2  Data

2.1 Description

We are interested in exploring several dimensions of India and China’s demographics and economic behaviors in order to inform our conception of their growth stories. Therefore, we will consider several datasets available on the World Bank database https://data.worldbank.org/?locations=CN-IN, at least as part of our preliminary exploration. All of the data available here is either gathered by the Bank’s country management units, other international organizations (e.g. United Nations, International Labour Organization, etc.), or obtained from the countries’ statistical offices themselves. Depending on the series, the data are either updated monthly or annually, and are in time series format. These datasets can be accessed by downloading .csv files directly from the website.

Integral to our analysis will be considering key demographic and economic metrics of each country. For example, we will examine data on the countries’ per capita GDPs, population ages, population growth, and unemployment rates. This analysis will serve as a baseline assessment of trends in the two countries and how they compare. These databases were last updated on October 26, 2023 as of November 29, 2023, so we know that they contain up to date information.

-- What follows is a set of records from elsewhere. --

PR #406, opened 2023-08-16
Span tests

hasezoey:
This PR adds some tests for `widget::Span`, also adding a `From<&String>` implementation

what should be done about the doc-tests, should they stay in-place or should they be refactored?

### DIFF
--- a/src/text/span.rs
+++ b/src/text/span.rs
@@ -132,15 +132,12 @@ impl<'a> Span<'a> {
     }
 }
 
-impl<'a> From<String> for Span<'a> {
-    fn from(s: String) -> Span<'a> {
-        Span::raw(s)
-    }
-}
-
-impl<'a> From<&'a str> for Span<'a> {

To dive deeper into our investigation, we plan to contextualize our understanding of India and China’s economies under the lens of a few salient sociopolitical issues. First we wish to consider how climate change is impacting both nations. To do so we will examine time series data on greenhouse gas emissions from Climate Watch, which we can download as .csv from https://www.climatewatchdata.org/ghg-emissions?end_year=2020&start_year=1990. We will transform this data to understand how each country’s emissions per capita and per GDP have changed throughout the years. Additionally, we will supplement this data investigation with qualitative analysis of current trends in environmental regulations and international political discourse. This will help frame our understanding of how each countries’ economies may be changing as a result, and if one country happens to be situated better than the other. To supplement this discussion, we will also turn to times series data from the Notre Dame Global Adaptive initiative (ND-GAIN) which provides vulnerability scores based on a country’s exposure, sensitivity and capacity to adapt to the negative effects of climate change. Again, this data is times series (1995 - 2021) and directly available to download as .csv from https://gain.nd.edu/our-work/country-index/.

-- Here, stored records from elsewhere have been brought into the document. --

PR #408, opened 2023-08-17
Fix layout gap

joshka:
Fixes https://github.com/ratatui-org/ratatui/issues/367

~~Note: this builds on #405, so it has the commits for that here.~~ Look at just the last commit in this PR to understand it. The relevant change is just the addition of `round()`:
https://github.com/ratatui-org/ratatui/blob/2364d9b3098024459c4360900228e2b3e79fb848/src/layout.rs#L453-L454

Note each of the test changes is a subjectively better rendering choice. I'm not 100% sure if there are some tests that would make it easier to see this change's effect rather than those that are already changed.

I updated the colors example to use a ratio instead of a percentage as this now renders correctly without gaps.

Before (using `constraint: vec![Ratio(1,8); 8]` )

image

After:

image

### DIFF
--- a/src/layout.rs
+++ b/src/layout.rs
@@ -568,47 +568,28 @@ fn try_split(area: Rect, layout: &Layout) -> Result<Rc<[Rect]>, AddConstraintErr
     let changes: HashMap<Variable, f64> = solver.fetch_changes().iter().copied().collect();
 
     // convert to Rects
-    let mut results = elements
+    let results = elements
         .iter()
         .map(|element| {
-            let start = *changes.get(&element.start).unwrap_or(&0.0);
-            let end = *changes.get(&element.end).unwrap_or(&0.0);
+            let start = changes.get(&element.start).unwrap_or(&0.0).round() as u16;
+            let end = changes.get(&element.end).unwrap_or(&0.0).round() as u16;
             let size = end - start;
             match layout.direction {
                 Direction::Horizontal => Rect {
-                    x: start as u16,
+                    x: start,
                     y: inner.y,
-                    width: size as u16,
+                    width: size,
                     height: inner.height,
                 },
                 Direction::Vertical => Rect {
                     x: inner.x,
-                    y: start as u16,
+                    y: start,
                     width: inner.width,
-                    height: size as u16,
+                    height: size,
                 },
             }
         })
         .collect::<Rc<[Rect]>>();
-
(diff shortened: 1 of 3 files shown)


src/layout.rs
```diff
@@ -570,8 +570,8 @@ fn try_split(area: Rect, layout: &Layout) -> Result<Rc<[Rect]>, AddConstraintErr
     let mut results = elements
         .iter()
         .map(|element| {
-            let start = *changes.get(&element.start).unwrap_or(&0.0);
-            let end = *changes.get(&element.end).unwrap_or(&0.0);
+            let start = changes.get(&element.start).unwrap_or(&0.0).round();
+            let end = changes.get(&element.end).unwrap_or(&0.0).round();
```
kdheepak, line 574: I'm not sure this works in the general case. Can we add a comment about this? Something like `// TODO: explore corner cases for when .round() results in gaps`

joshka: Round can't leave gaps as end[i-1] always = start[i] (required constraint). If that constraint can not be met, then the split method will panic before this point.

This suggests that perhaps we could make this code explicitly gap free by only using the end values as variables and dropping the start variables.

src/layout.rs
```diff
@@ -976,8 +975,8 @@ mod tests {
             test(Rect::new(0, 0, 2, 1), &[FULL, FULL], "aa");
 
             // should probably be "abb" but this is what the current algorithm produces
```
a-kenji, line 977: This comment seems to be outdated now?

joshka: yep

joshka:
Rebased on main to pickup the bug fix in #408

Removed the no longer necessary comment in tests.

I also removed the code that checked the last element filled the area as the required constraint and corrected rounding take care of that fully now. I can't think of any possible way to trigger this code to mis-allocate the last constraint to less than the full amount that wouldn't also panic earlier due. Prior to this change, this was possible when the code took the floor of the start and floor of the width. E.g.: with area of 10:
- when the last element is (start: 9.4, width: 0.6), the old start and width were (start: 9, width: 0). With this change that becomes (start: 9, width: 1).
- Similarly for (9.6, 0.4) old was (9, 0) and this change becomes (10, 0), with the extra space allocated to the previous element.

kdheepak (approved):

orhun (approved):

After the checkpoint, we added an additional data source obtained from the US Energy Information Administration which is a government website. The data describes the energy usage of China and India from 1980-2021 and can be downloaded as a csv. To access the information we removed rows that contained redundant information and pivoted the data to tidy format. This is updated daily last accessed on 2023/12/12. https://www.eia.gov/international/overview/country/IND. We also obtained data from the United Nations World population prospects study to observe the predicted propulation growth of India and China up to the year 2100. The study was published in 2022 and the data can be downloaded as a .csv from: https://population.un.org/wpp/. The projections we used are derived from the study’s “median variant”, which is the most-likely outcomes based on assumptions about a country’s fertility, mortality, and migration.

2.1.1 Research Plan

Using these datasets, we will be able to compare factors that impact a nation’s economy to determine recent trends in China and India’s economy. Through visualizations comparing these factors faceted by the two countries, we can attempt to predict which country will have stronger economic growth in the future given recent and prior historical trends.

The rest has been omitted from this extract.